## Task requirements
Track down every line below that holds "good" and copy it.

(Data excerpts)
PR #85, opened 2016-02-20
Mark ci_hsc as git-lfs.

wmwv:
Originally just listed ci_hsc as a simple repo.  Forgot that I needed to list it as a git-lfs enabled repo.  This commit adds that.

### DIFF
--- a/etc/repos.yaml
+++ b/etc/repos.yaml
@@ -224,4 +224,6 @@ validation_data_decam:
   lfs: true
 pyyaml: https://github.com/lsst/pyyaml.git
 requests: https://github.com/lsst/requests.git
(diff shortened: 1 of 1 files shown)


jmatt:
@wmwv Just a note that git-lfs + lsst-build may not work with already existing repositories. See: https://jira.lsstcorp.org/browse/DM-4733

wmwv:
Yes, this turned out to work fine.  I had just added it to the etc/repos.yaml a few minutes before and then realized I hadn't marked it as git-lfs.

https://ci.lsst.codes/job/stack-os-matrix/label=centos-6/lastBuild/console

PR #117, opened 2016-08-04
update exit status to indicate if prepare completed

jhoblitt:


bin/rebuild
```diff
@@ -16,6 +16,25 @@
...
+#
+# Add 128 to non-zero exit statuses if the `lsst-build prepare` subcommand has
+# completed.  This is to allow consumer scripts to be able to determine if a
+# failure in this script occurred before or after the prepare step.
+#
+cleanup() {
+    local rv=$?
+
+    [[ $rv == 0 ]] && exit
+    [[ $PREPARED == true ]] && rv=$((rv + 128))
```
ktlim: Exit status is mod 256, I believe.  Are you sure `$?` won't ever be >128 to start with?

jhoblitt: I thought about sanity checking it but didn't bother since 2 is the highest value in usage.  I'll fix it up.

PR #118, opened 2016-08-05
split miniconda & conda pkg install into separate steps

jhoblitt:
Prior to this change, if `deploy` successfully installed miniconda but a
failure occurred while installing conda packages, the install could not
be repaired by rerunning `deploy`. This was due to the miniconda
installer refusing to run if the install directory already exists.  This
is avoided by protecting the miniconda and conda package installs with
separate lockfiles.


jhoblitt:
Tested as working in a jenkins sandbox env when started from a clean workspace.  It can not recover from an existing installation failure as the lockfile for the miniconda install will not be present.

PR #121, opened 2016-08-24
    disable conda install progress bar when there is no tty

jhoblitt:
The package installation progress bar is causing 'scroll shock' in the
travis/jenkins output logs.

### DIFF
--- a/bin/deploy
+++ b/bin/deploy
@@ -102,13 +102,25 @@ test -f "$LSSTSW/miniconda/.packages.deployed" || ( # conda packages
     # uses the conda package specification from this repo.
     export PATH="$LSSTSW/miniconda/bin:$PATH"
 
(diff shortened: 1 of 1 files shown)


timj:
I'm surprised that conda can't work out if it's attached to a tty and disable it itself.

jhoblitt:
Actually, we should just test for a tty rather than turning it off unconditionally.  I'll fix it up.

timj:
@jhoblitt @parejkoj is reporting that the `tty` command is failing on OS X. `--quiet` is not supported and needs to be `-s`.

jhoblitt:
Aye.  I am tempted to take the OSX tests out of the travis allowed failures list.  My hesitation is that the OSX build infrastructure keeps breaking.

PR #122, opened 2016-08-25
Stop masking healpy and scipy packages

timj:
The healpy and scipy packages build fine. No reason to mask them any more.


jhoblitt:
This looks good.  I'm unsure if there is a `condor` package referenced from any eups product.  I know that `cuda_toolkit` is referenced from afw.

PR #126, opened 2016-09-08
setup.csh now works like other setup files

kfindeisen:
`setup.csh` can now be sourced from login shell scripts and will set up lsstsw correctly. Support for directly sourcing the script has been kept for backward-compatibility with existing development environments.

@djreiss, can you confirm that your preferred way of executing the script still works?

Note to admins: I know forking is against LSST policy, but my account hasn't been added to the LSST organization yet. Apologies for the (hopefully) one-time violation!

### DIFF
--- a/bin/setup.csh
+++ b/bin/setup.csh
@@ -1,9 +1,27 @@
 # setup lsstsw environment
 #
-# source this file from your location of <lsstsw>
+# source this file from your ~/.cshrc
 #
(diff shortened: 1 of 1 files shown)


kfindeisen:
Found a bug in the new script (it always creates a file called `2` in the lsstsw directory), I'll push directly to the branch once it's fixed.

Issue #630, opened 2017-04-03
fix skillInstaller


augustnmonteiro:
the popen is not getting the exit code from msm

penrods:
Can this be closed now?

augustnmonteiro:
Yeah, was fixed!

PR #631, opened 2017-04-03
#630 - Fixing SkillInstaller, using text to match instead of exit code

augustnmonteiro:


aatchison:
It looks like travis-ci fails on the install-msm.sh, due to inability to create the /opt/mycroft/skills directory.
Obviously, this isn't an issue with the code but it is for our tests...

PR #638, opened 2017-04-06
Code to prevent multiple instances of a service

dmendyke:
**Purpose**: Code in .../mycroft/lock can be used to create a text based lock file that can be used to prevent more than one instance of a process form running.

Currently the serivces _voice, skills_ and _service_ use this code

**Limitations**:   If the lock file is deleted by another process the protection fails.  Also, if many instances of a protected process are started within a few seconds, such as from within a loop in a shell script, the lock file could fall out of sync and the protection fails.


augustnmonteiro:
we are using pep8 for code style could you fix those errors https://travis-ci.org/MycroftAI/mycroft-core/builds/219454992
if you want to run pep8 on your machine you can install pep8 using pip and run `pep8 mycroft test`
and could you remove the skill daily meditation from your pr.

thank you!

dmendyke:
Pep8 compliant.
'daily_meditation' skill removed.  (Didn't need it anyway)

dmendyke:
Perhaps you could add 'autopep8' to the pull script to automatically configure incoming files.

PR #643, opened 2017-04-07
Fix creation of /opt/mycroft/skills

cincodenada:
I got an error when trying to set up about the creation of `/opt/mycroft/skills`.

Looking into it, the commands here seemed to be backwards - it tested for directory existence and if not tried to set permissions, then tested for write permission and then tried to create.

Flipped those two around, also made indenting consistent, and the setup ran as expected.


forslund:
Noted the same issue. Tested the PR and it resolves the issue.

augustnmonteiro:
Thank you!

Issue #609, opened 2017-03-31
improvement proposal: allow to save records in file and no stt 


SoloVeniaASaludar:
Current implementation of skill "audio_record" is based on tool "arecord". This approach has a problem, arecord tool fails because it can not access to system audio-in (the mycrophone, that is currently used by mycroft-core).

An improvement in mycroft-core could solve previous scenario and add some reusable new features: the skill can request next phrase to be saved in file; and/or that next phrase is not passed to the stt. 

In addition to the feature of disable wakeup word (added a few days ago), a new "audio_record" implementationl can solve previous problem following these steps:
1) speak something like "ready to record..." or "start of record..."
2) use "speak" in core.py to request to "client/speech" that next phrase must a) be saved in file; b) not translated by sst. 
3) Finally, request forced wakeup (do not wait for "hello mycroft" before to start recording).

In this way, the skill will have a .wav file with the voice recording.

Feature implementation has been tested using a new skill, but this one is in Spanish language, I can not share yet a functional copy. However, the relevant part of the skill is the call:

```
            self.speak(u'que debo avisar?', 
                expect_response=True, 
                record_characteristics =
                    { 'no_stt' : True, 
                      'record_filename' : '/tmp/prueba.wav' } )
```

that request play "¿que debo avisar?" and records a wav file '/tmp/prueba.wav'. 

The end of the record is know because message "recognizer_loop:record_end" is received in the skill.

PR #647, opened 2017-04-09
Issues related to wake-up words and audio recording, including #595

penrods:
Changes include:

* The wake up sound is now played synchronously, thus not included in the recorded audio
* The minimum recorded phrase must be at least 0.5 seconds (instead of 0.1), and must be continuously quiet for that duration
* The silence threshold is reset every time we begin listening for a wakeword
* The silence threshold adjusts upward to just above the ambient sound while waiting for the wake-word
* Reformatted some comments to use Google-style docstrings, and added more comments

### DIFF
--- a/mycroft/client/speech/main.py
+++ b/mycroft/client/speech/main.py
@@ -27,7 +27,7 @@ from mycroft.identity import IdentityManager
 from mycroft.messagebus.client.ws import WebsocketClient
 from mycroft.messagebus.message import Message
 from mycroft.tts import TTSFactory
-from mycroft.util import kill, play_wav, resolve_resource_file, create_signal
+from mycroft.util import kill, create_signal
 from mycroft.util.log import getLogger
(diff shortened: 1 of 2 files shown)


SoloVeniaASaludar:
Please, allow me to made a suggestion:

Recording options (as this interesting new flag "confirm_listening") are more practical if they are record specific (with default value from config) instead of globally (all record) flags.

In issue #609 you can see an example of two new record options ("save in file" and "no stt") and how they are implemented in a record specific way, not as a global (all record) configuration. "confirm_listening" could be next one.

Thanks.

penrods:
Using a single underscore is a general guideline in the Python world to mark a name as 'private'.  There is no enforced 'private' in Python like there is in C++, rather the single underscore is a way of telling other programmers that you really don't intend for this thing to be used outside of this module.  So if you muck with it, things may break later.

Issue #653, opened 2017-04-13
Conf options need to be documented


penrods:
The options in mycroft.conf are poorly understood and not documented.  What are the legal values?  What values get overridden locally and/or by home.mycroft.ai?

PR #654, opened 2017-04-13
The configuration values were poorly documented.  See issue #653

penrods:
This addresses this in several ways:
* Created mechanism to load 'commented' JSON (using '//' or '#' comments on a single line)
* Embedded comments into the mycroft.conf, indicating use, legal values, and where they get overridden
* Create ConfigurationManager.instance() static method to replace ConfigurationManager.get().  This produces more readable code like:
  ConfigurationManager.instance().get("value") instead of ConfigurationManager.get().get("value")
* Made _ConfigurationListener 'private'
* docstring'ed things
* Fixed "open(location, 'rw')".  "rw" is not documented as legal, although it wasn't crashing.  Now just using "w".

### DIFF
--- a/mycroft/configuration/__init__.py
+++ b/mycroft/configuration/__init__.py
@@ -39,7 +39,7 @@ load_order = [DEFAULT_CONFIG, REMOTE_CONFIG, SYSTEM_CONFIG, USER_CONFIG]
 class ConfigurationLoader(object):
     """
     A utility for loading Mycroft configuration files.
-    
+
     Mycroft configuration comes from four potential locations:
      * Defaults found in 'mycroft.conf' in the code
      * Remote settings (coming from home.mycroft.ai)
@@ -49,10 +49,10 @@ class ConfigurationLoader(object):
     in the Default would be overridden by a value with the same name found
     in the Remote.  And a value in the Remote would be overridden by a value
     set in the User settings.  Not all values exist at all levels.
-    
+
     See comments in the 'mycroft.conf' for more information about specific
     settings and where they reside.
-    
+
     Note:
         Values are overridden by name.  This includes all data under that name,
         so you if a value contains a complex structure, you cannot specify
@@ -173,7 +173,7 @@ class ConfigurationManager(object):
     """
     Static management utility for accessing the cached configuration.
     This configuration is periodically updated from the remote server
-    to keep in sync.    
+    to keep in sync.
     """
 
     __config = None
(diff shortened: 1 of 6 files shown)


SoloVeniaASaludar:
Please, one question: how is expected handle i18n in config file?

Will a single config file contain different data blocks for each language; or a set of different config files will be distributed  (mycroft-config.en-US, mycroft-config.es, ...) and user will overwrite default one with its language choice ?

penrods:
This PR is really just about getting things as they stand today documented, but I don't mind discussing localization/internationalization a bit.

What do you see in the config files that is troubling to you?  In my mind things aren't too bad.  In the long term the localized interface that users will see happens on the website (home.mycroft.ai) -- obviously that is not localized yet, but that is independent of these config files.

So, for example, a Spanish speaking user would go to home.mycroft.ai.  They would click a flag icon to get to the Spanish version of the website.  Once there, we can default the configuration of all provisioned devices to use "es-US" and the user can also choose a different varient ("es-MX", "es-ES", etc.).  Of course we'd present this in a user-friendly way not by those codes.  :)

Once this is set, Skills should start using the appropriate "es-es" folder for vocabulary and dialog.  I've been talking about the potential of auto-translation of stills that do not have vocabulary for a specific language already.  I think that is very do-able... it won't be perfect, but much better than not having access to "turn on the lights" just because the Skill author didn't speak Russian and provide "ru-ru" folders.

Make sense?  Please point out any specific concerns, recognizing problems sooner than later is a good thing!

SoloVeniaASaludar:
The origin of the question is that currently there are some hardcoded english messages in mycroft core. i18n needs move them from code to somewhere configurable. 

1) An easy option is to add them to mycroft.conf in a configuration block like:
```
"msg" {
   "failed_stt" : "Sorry, I can't catch that"
   ...
}

```
A different file mycroft.conf.es will contain all configuration entries, with the corresponding messages translations. In this way, mycroft.conf.es file can be copied over mycroft.conf to change the language.

2) Another option, using a single file is:

"msg" {
   "en-US" {
   "failed_stt" : "Sorry, I can't catch that"
   ...
  }
  "es" = {
   "failed_stt" : "Lo siento, no he entendido esa frase"
   ...
  }
}

3) A final option is to have the mycroft.conf file as in option 1, and a **delta** file mycroft.conf.es that will contain only the entries in mycroft.conf that changes due to i18n. 

This option needs a change in the configuration subsystem, first mycroft.conf must be loaded, next (optionally) mycroft.con.es will override the entries that changes due to i18n.

penrods:
Yep, I completely understand what you are saying .  I've been adding TODO comments near hard-coded strings that need localized that are inside mycroft-core code.  But those will live in a different place that mycroft.conf.  That is for configuration settings, not translations.

I will get this added in the next week or two.  It will follow a scheme similar to the Skill "dialog" ... subdirectories for "en-us", "ru-RU", etc.  I will probably place it under the mycroft\res directory, but let me think about it a litte more.

Issue #659, opened 2017-04-14
Git install broken after pull


penrods:
The recent change breaking out Skills from mycroft-core has broken installations in several ways:
* Naming the file Intent.py doesn't work on a pre-existing install, the folder Intent exists already and contains __init__.pyc.  So "import mycroft.skill.intent brings in the folder's __init__.py, not the intent.py file.
* The msm.sh script isn't necessarilly on the system, thus skill installation breaks.

augustnmonteiro:
Fixed!

PR #660, opened 2017-04-14
Fix for issue #659, broken git install after recent changes

penrods:
There are several issues with the changes recently made to break out
Skills from mycroft-core.
* The subdirectory mycroft/skills/intent/ is left behind when you do
  a pull, so the change to core.py that tries to
  "import mycroft.skills.intent" gets confused.  I renamed the file
  intent.py to intent_service.py
* Added a bunch of comments
* Made a bunch of functions "private", using the leading _
* The MSM install was failing.  Still working on that, but we should
  probably make msm.sh a part of mycroft-core instead of its own
  repo.
* Restored some mycroft.conf values that I noticed got lost during
  an automatic merge.

### DIFF
--- a/mycroft/configuration/mycroft.conf
+++ b/mycroft/configuration/mycroft.conf
@@ -119,7 +119,7 @@
   // Override: SYSTEM (e.g. Picroft)
   "enclosure": {
     // Platform name (e.g. 'Picroft', 'Mark_1'
-    // Override: SYSTEM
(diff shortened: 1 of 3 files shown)


penrods:
@augustnmonteiro , let's add checks for an installed 'msm' to the start.sh and mycroft.sh scripts, prompting the dev to re-run the install script if they don't have them already.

## Result for this exercise
This looks good.  I'm unsure if there is a `condor` package referenced from any eups product.  I know that `cuda_toolkit` is referenced from afw.
Make sense?  Please point out any specific concerns, recognizing problems sooner than later is a good thing!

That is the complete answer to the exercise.